─── Excerpted records ───

PR #1994, opened 2025-04-29
Feature: filter presets

Evernight:
### Motivation
I really like the filters functionality and use it extensively. However, in most cases you have to type some text in the filter fields and that text is often repeated. There are values that I use more frequently than others (e.g. month-1 or month-11 to month-1 for time, or some specific tag or posting filter for the advanced filter). It would be nice to be able to use them without having to type anything.

### Current workarounds
Creating and storing links in a sidebar, bookmarks, dashboards or elsewhere. But it doesn't allow to mix and combine filters together.
Also having to keep complicated Advanced filter strings somewhere in the notes.

### Proposed implementation
Define filter presets in Fava config, similar to sidebar links.
If any presets are defined, display them in a strip that extends the header.
There are two types of presets: for time and advanced filters.
Time is pretty self-explanatory.
Advanced filters "toggle" on click so it's possible to combine them together separated by a space for AND logic. Uses simple substring match to avoid exposing lexer from Python (that overcomplicates things).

───

Exercise directions:
Wherever the string "There" appears in a line of the records, copy that line.

Solution to this exercise:
I really like the filters functionality and use it extensively. However, in most cases you have to type some text in the filter fields and that text is often repeated. There are values that I use more frequently than others (e.g. month-1 or month-11 to month-1 for time, or some specific tag or posting filter for the advanced filter). It would be nice to be able to use them without having to type anything.
There are two types of presets: for time and advanced filters.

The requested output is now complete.